_TASK DIRECTIONS_: Whenever the string "values" appears in a line below, please copy the line out.

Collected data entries
◇ ◇ ◇ ◇ ◇ ◇ ◇

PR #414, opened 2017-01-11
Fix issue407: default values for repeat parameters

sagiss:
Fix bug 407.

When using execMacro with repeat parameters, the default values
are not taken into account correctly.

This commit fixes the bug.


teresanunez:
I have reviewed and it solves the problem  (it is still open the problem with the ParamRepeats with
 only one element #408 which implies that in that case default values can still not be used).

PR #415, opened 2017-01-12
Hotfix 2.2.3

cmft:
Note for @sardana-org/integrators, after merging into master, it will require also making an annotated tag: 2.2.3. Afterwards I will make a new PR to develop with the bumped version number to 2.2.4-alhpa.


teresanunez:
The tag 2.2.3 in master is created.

◇ ◇ ◇ ◇ ◇ ◇ ◇

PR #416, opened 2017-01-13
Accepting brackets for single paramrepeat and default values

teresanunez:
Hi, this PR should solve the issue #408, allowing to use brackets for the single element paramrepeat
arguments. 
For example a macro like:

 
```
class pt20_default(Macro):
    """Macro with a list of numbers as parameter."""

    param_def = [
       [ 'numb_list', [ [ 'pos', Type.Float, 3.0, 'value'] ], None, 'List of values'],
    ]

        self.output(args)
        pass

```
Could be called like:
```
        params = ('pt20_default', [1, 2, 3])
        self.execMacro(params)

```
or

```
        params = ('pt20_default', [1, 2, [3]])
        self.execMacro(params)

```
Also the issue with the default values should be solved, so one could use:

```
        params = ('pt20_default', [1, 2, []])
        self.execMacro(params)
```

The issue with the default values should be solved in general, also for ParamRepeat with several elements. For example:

◇ ◇ ◇ ◇ ◇ ◇ ◇

_ANSWER SPACE_:
Fix issue407: default values for repeat parameters
When using execMacro with repeat parameters, the default values
 only one element #408 which implies that in that case default values can still not be used).
Accepting brackets for single paramrepeat and default values
       [ 'numb_list', [ [ 'pos', Type.Float, 3.0, 'value'] ], None, 'List of values'],
Also the issue with the default values should be solved, so one could use:
The issue with the default values should be solved in general, also for ParamRepeat with several elements. For example:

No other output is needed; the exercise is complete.